1926: Dimanche sanglant à Colmar (Blutiger Sonntag)

Le 22 août 1926, les Autonomistes devaient se réunir pour un meeting à la salle des Catherinettes de Colmar (photo). Cette manifestation était autorisée par la préfecture. Police, gendarmerie et armée étaient chargées de maintenir le service d’ordre. Aucune surveillance de la gare d’où arrivaient de nombreux manifestants et groupes d’anciens combattants pro-français de fascistes et de royalistes armés venus pour casser de l’autonomiste. Toute l’après-midi a été remplie de violences.

Bilan : de nombreux blessés, onze arrestations, dont quatre condamnations d’autonomistes à cinq jours de prison avec sursit pour injure aux forces de l’ordre. Gustave Keppi aurait dit « Pfui les flics. Cela laisse supposer que les sept personnes libérées étaient des fascistes, sans doute grâce à l’intervention du préfet Gasser qui fait venir des casseurs, ou d’Alfred Wallach, président des engagés volontaires du Haut-Rhin.
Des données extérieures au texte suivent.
PR #1978, opened 2015-01-06
Little lcd_putsCenter correction

davxlw:
Still doesn't take the different characters sizes into account...


projectkk2glider:
Do we need this in `next`?

PR #1988, opened 2015-01-09
Port ATmega2561 PWM_BACKLIGHT fix from master branch

### LINKED ISSUE #1970: Build fails with PCB=9X2561 and PWM_BACKLIGHT=YES
It looks like the PWM_BACKLIGHT code didn't get updated with ATmega2561-specific defines and code, so there are compile errors related to the different timer registers.

Happy to fix this myself and submit a pull request, but I could use some help to determine which timer I should use. The current mega64/128 code uses timer 2. The [2561 migration app note] (http://www.atmel.com/Images/doc2581.pdf) suggests that its timer0 is equivalent to timer2 on the 64/128, but I'm concerned that timer0 might be used elsewhere. Someone familiar with the code will be able to answer this much faster and more reliably than me.

kh90909:
Fixes #1970 for the next branch.


bsongis:
Thanks!

PR #1962, opened 2014-12-29
Projectkk2glider/simu audio sdl

projectkk2glider:
This is just a proof of concept for simulator audio using SDL library. Please test and comment. It is working for me on Linux Mint 17.1 in all three simulators (simu, Companion and Simulator).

Wallach a fondé en 1928 le « Groupement alsacien d’entente nationale » chargé de lutter contre les Autonomistes.

Le Blutiger Sonntag de Colmar est répertorié parmi la dizaine de dimanches sanglants de par le monde. Il est totalement occulté par la France. Tout au plus peut-on lire : « le 26 août 1926, les autonomistes font le coup de poing contre les patriotes ».
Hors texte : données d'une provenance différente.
PR #2035, opened 2015-01-21
Fixes #1937: reverse polarity on external CPPM output (Taranis)

### LINKED ISSUE #1937: Taranis  and Taranis Plus   Ext. Modul setting +/- CPPM wrong
Taranis  and Taranis Plus   both openTx V2.013

Setting of ext Modul  PPM Protokolll
22,5ms 300us   + or -  for rising Edge and falling Edge of CPPM startimpuls ist wrong
 Plus    + must be rising edge  of CPPM-Signal, but its falling
 Minus  - must be falling edge of CPPM-Signal, but its rising 

------------------------
Setting  of Master / Trainer Slave PPM Protokoll is ok
Plus     + is rising Edge
Minus  - is falling Edge

Have both measerd today with a Digital Oszi

HRenz

projectkk2glider:
Removed support for internal module PPM mode (Taranis)
Hw specific code moved to drivers

I have tested this on my Taranis radio and oscilloscope. I measured both external module and trainer port signals before and after this modification. My tests show that it now works correct in every mode. 

**But I won't let this be merged until somebody else also tests this on their radio**.

Another thing: There are already upset/confused users on forums. They are mainly annoyed by the fact that such important thing as PPM polarity has changed in 2.0.15 (fortunately in reality it hasn't changed yet) and they were not aware of that. They say that they were not informed about this at the upgrade time.  We have a note about this in the firmware changelog, but I gues that is not enough for everybody. Do we have any solution for this, because this pull will **really change** PPM polarity?

### DIFF
--- a/radio/releasenotes.txt
+++ b/radio/releasenotes.txt
@@ -1,3 +1,11 @@
+<h2>Version 2.0.16 / todo</h2>
+
+[Taranis]
+<ul>
+<li>Fixed reverse polarity on external PPM output. <b>Users with external module in PPM mode should check and update PPM polarity setting.</b></li>
+</ul>
+
+
 <h2>Version 2.0.15 / 2015-01-13</h2>
 
 Nothing new (only Companion fixes)
@@ -14,7 +22,7 @@ Nothing new (only Companion fixes)
 <li>Added switch auto detection in Timer source</li>
 <li>Totally removed splash screen display if duration is set to ---</li>
 <li>Back-light turned on sooner at startup (Taranis +)</li>
-<li>Fixed reverse polarity on external CPPM output</li>
+<li><strike>Fixed reverse polarity on external CPPM output</strike> (update: this was not fixed in 2.0.14)</li>
 <li>Suppressed center beep for non-existing pots</li>
 <li>Fixed THt persistent timer running after model load (with Throttle at -100%)</li>
 <li>Fixed buffer overflow for automatic flight mode change audio announcements (if very long model and flight mode names were used)</li>
--- a/radio/src/Makefile
+++ b/radio/src/Makefile
@@ -307,6 +307,12 @@ TRACE_SD_CARD = NO
 TRACE_FATFS = NO
 TRACE_AUDIO = NO
 
+# Enable internal module PPM mode for Taranis 
+# Notice: enabling this only enable code in the driver, 
+# the menu selection is still not possible.
+# Values = NO, YES
+TARANIS_INTERNAL_PPM = NO
+
 #------- END BUILD OPTIONS ---------------------------
 
 # Define programs and commands.
@@ -712,6 +718,9 @@ ifeq ($(PCB), TARANIS)
   endif
   ifeq ($(DEBUG_TRACE_BUFFER), YES)
     CPPDEFS += -DDEBUG_TRACE_BUFFER 
+  endif
+  ifeq ($(TARANIS_INTERNAL_PPM), YES)
+    CPPDEFS += -DTARANIS_INTERNAL_PPM
   endif
   LDSCRIPT = targets/taranis/stm32_flash_bl.ld
   TRGT = arm-none-eabi-
--- a/radio/src/pulses/ppm_arm.cpp
+++ b/radio/src/pulses/ppm_arm.cpp
@@ -88,5 +88,10 @@ void setupPulsesPPM(unsigned int port)                   // Don't enable interru
   else if (port == EXTERNAL_MODULE) {
     set_external_ppm_parameters(rest, ppmDelay, !g_model.moduleData[EXTERNAL_MODULE].ppmPulsePol);
   }
+#if defined(TARANIS_INTERNAL_PPM)
+  else if (port == INTERNAL_MODULE) {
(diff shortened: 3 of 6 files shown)


bsongis:
What do you suggest? If people are upset/confused because we don't announce something that we don't do, it's a little bit problematic ;)

bsongis:
I reviewed the code and it's good (better than what we had before). I will merge it as soon as deadcode is completely removed. We will have more chance to have tests done after the merge than before.

Would you add this to the release note, we could have it in the first line, so that the users will see it quickly.

mpjf01:
The people that are referred to were advised of the change and they asked what had to be done by them to deal with it. There was no information provided about the likely impact. A change that has the capacity to render (does it though?) every model using an external module for every user inoperable should have a bit more fanfare about it's announcement than just an entry in the release notes.

It may have been a case where you didn't announce something that you didn't do, But that was an accident. You didn't announce something that you thought you did do, That's the point that Damjan is making.

Given that most users who upgrade do so when prompted by OTXCompanion I ask that a warning put there in the window that advises that new firmware is available etc.

Naturally if the change only affects a subset of users of external modules than that information should be provided as well.

We really don't want people getting to the flying field, selecting their favourite model on their radio, finding that something doesn't work, and not know why or how to fix it until they go home, do the research and find an entry in the firmware release notes.

projectkk2glider:
@kilrah in https://github.com/opentx/opentx/issues/1937#issuecomment-70954634 is saying that some people use Tranis internal module in PPM mode, but I am skeptical about that, because there is no provision in menus to choose PPM mode for internal module anywhere.

@bsongis says that this code shuld be removed. I can do a compromise and put some fidefs around this parts of the code, but the functionality of it will be untested. Or we could completely remove it. I need your decision.


Regarding notification for users: what @mpjf01 suggests:

>Given that most users who upgrade do so when prompted by OTXCompanion I ask that a warning put there in the window that advises that new firmware is available etc.

That additional window would have to be coded in and the message that would be displayed would have to come from the server and be linked somehow to the specific firmware version. I am afraid that it is not a simple feature and something that can be done very quickly.

ckleanth:
RE support for internal module PPM mode
what if someone hacks out the internal module to use a different module altogether
for example rip of the internal XJT and fit one of these instead
http://www.xtremepowersystems.net/products.php?cat=12

not everyone is using FrSky equipment and opentx is well open to any system

mpjf01:
Would it be possible to add a sentence to the existing message saying something like "If you are upgrading from 2.1.15 and if you are using an external module please check the operation of the module for each model before use. See release notes"

mpjf01:
Just for a few weeks until most users have done the upgrade.

mpjf01:
Adding a link to the release notes would be helpful too.

projectkk2glider:
>Adding a link to the release notes would be helpful too.

In Companion: Help -> Firmware Changes...

projectkk2glider:
I think I addressed all comments. 

The internal module PPM mode is now optional with TARANIS_INTERNAL_PPM (YES, NO) makefile option, but the menu selection is not possible.

The explicit notification dialog about PPM polarity change is still missing. Somebody else will have to do that.

bsongis:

Une réunion de protestation contre les sanctions dont furent frappés les signataires du « Heimatbund » devait avoir lieu hier à Colmar. A cette réunion devaient prendre part, outre le parti du Heimatbund, le parti populaire et le parti communiste.
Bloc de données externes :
PR #2036, opened 2015-01-21
Bsongis/issue1924 file copy rename in sdmanager

bsongis:
The 2k RAM saved won't be bad, I don't know exactly where we are but I am afraid that we need them, compared to RAM used in 'master' ...

### DIFF
--- a/radio/src/sdcard.cpp
+++ b/radio/src/sdcard.cpp
@@ -141,3 +141,47 @@ bool listSdFiles(const char *path, const char *extension, const uint8_t maxlen, 
 
   return s_menu_count;
 }
+
+const char *fileCopy(const char *filename, const char *srcDir, const char *destDir)
+{
+  FIL srcFile;
+  FIL dstFile;
+  char buf[256];
+  UINT read = sizeof(buf);
+  UINT written = sizeof(buf);
+
+  char path[2*CLIPBOARD_PATH_LEN+1];
+  char *tmp = strAppend(path, srcDir, CLIPBOARD_PATH_LEN);
+  *tmp++ = '/';
+  strAppend(tmp, filename, CLIPBOARD_PATH_LEN);
+
+  FRESULT result = f_open(&srcFile, path, FA_OPEN_EXISTING | FA_READ);
+  if (result != FR_OK) {
+    return SDCARD_ERROR(result);
+  }
+
+  tmp = strAppend(path, destDir, CLIPBOARD_PATH_LEN);
+  *tmp++ = '/';
+  strAppend(tmp, filename, CLIPBOARD_PATH_LEN);
+
+  result = f_open(&dstFile, path, FA_CREATE_ALWAYS | FA_WRITE);
+  if (result != FR_OK) {
+    return SDCARD_ERROR(result);
+  }
+
+  while (result==FR_OK && read==sizeof(buf) && written==sizeof(buf)) {
+    result = f_read(&srcFile, buf, sizeof(buf), &read);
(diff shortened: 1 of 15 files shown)


radio/src/sdcard.cpp
```diff
@@ -141,3 +141,47 @@ bool listSdFiles(const char *path, const char *extension, const uint8_t maxlen,
...
+  FIL srcFile;
+  FIL dstFile;
+  char buf[256];
+  UINT read = sizeof(buf);
+  UINT written = sizeof(buf);
+
+  char path[2*CLIPBOARD_PATH_LEN+1];
+  char *tmp = strAppend(path, srcDir, CLIPBOARD_PATH_LEN);
+  *tmp++ = '/';
+  strAppend(tmp, filename, CLIPBOARD_PATH_LEN);
```
projectkk2glider: CLIPBOARD_PATH_LEN is not the available space in tmp! 

I think: CLIPBOARD_PATH_LEN - (tmp - path)

The `strAppend()` also has a bug:
```c
char *strAppend(char *dest, const char *source, int len)
{
  while ((*dest++ = *source++)) {
    if (--len == 0) {
      *dest++ = '\0';
      //  ########## missing return!!! #########
    }
  }
  return dest - 1;
}

```

radio/src/sdcard.cpp
```diff
@@ -141,3 +141,47 @@ bool listSdFiles(const char *path, const char *extension, const uint8_t maxlen,
...
+
+  FRESULT result = f_open(&srcFile, path, FA_OPEN_EXISTING | FA_READ);
+  if (result != FR_OK) {
+    return SDCARD_ERROR(result);
+  }
+
+  tmp = strAppend(path, destDir, CLIPBOARD_PATH_LEN);
+  *tmp++ = '/';
+  strAppend(tmp, filename, CLIPBOARD_PATH_LEN);
```
projectkk2glider: Same as above, len wrong.

radio/src/sdcard.cpp
```diff
@@ -141,3 +141,47 @@ bool listSdFiles(const char *path, const char *extension, const uint8_t maxlen,
...
+
+  result = f_open(&dstFile, path, FA_CREATE_ALWAYS | FA_WRITE);
+  if (result != FR_OK) {
+    return SDCARD_ERROR(result);
```
projectkk2glider: Jut for completeness sake, here you forgot `f_close(&srcFile)`, but current FatFs implementation won't care.

bsongis: True, I will add it

radio/src/sdcard.cpp
bsongis: Obviously yes, I think I wanted to put a break or I wouldn't have written dest++ there!

bsongis: I don't get what you write about CLIPBOARD_PATH_LEN. The directory max len is CLIPBOARD_PATH_LEN, the same for for the file. Therefore the buffer is 2*CLIPBOARD_PATH_LEN and it remains at least CLIPBOARD_PATH_LEN bytes available in path (at position tmp), did I miss anything?

projectkk2glider: My bad, I missed that it was twice bigger.

bsongis:
What about porting this to 'master' as it saves 2k RAM?

projectkk2glider:
>What about porting this to 'master' as it saves 2k RAM?

I am for that, but we need to test this extensively before the new release. If you create a branch on top of the master, I promise to test it on my radio.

Il était à prévoir que cette manifestation provoquerait une contre-manifestation et que par la suite de graves incidents seraient à craindre. Grâce au calme et au bon sens de nos populations, qui ne sont pas si révolutionnaires comme voudraient faire croire certains journaux, de graves incidents ont pu être évités. S’il y a et des violences et des provocations, il ne faut certes pas les mettre sur le compte de ces hommes pacifiques, accourus pour entendre des conférenciers et exprimer en toute liberté leur opinion. Mais donnons tout simplement le récit des événements.

La réunion était fixée pour deux heures et demie de l’après-midi. Le conseil municipal avait accordé dans ce but la salle des Catherinettes. Les autorités avaient permis la manifestation et en même temps avaient pris les mesures en mettant sur pied toute la gendarmerie et les agents de police. Toutes les troupes de la garnison étaient consignées.

Vers une heure arriva avec l’express de Mulhouse un groupe de fascistes uni avec un groupe de royalistes, les deux partis antagonistes avaient voulu oublier pour un jour leurs querelles de famille.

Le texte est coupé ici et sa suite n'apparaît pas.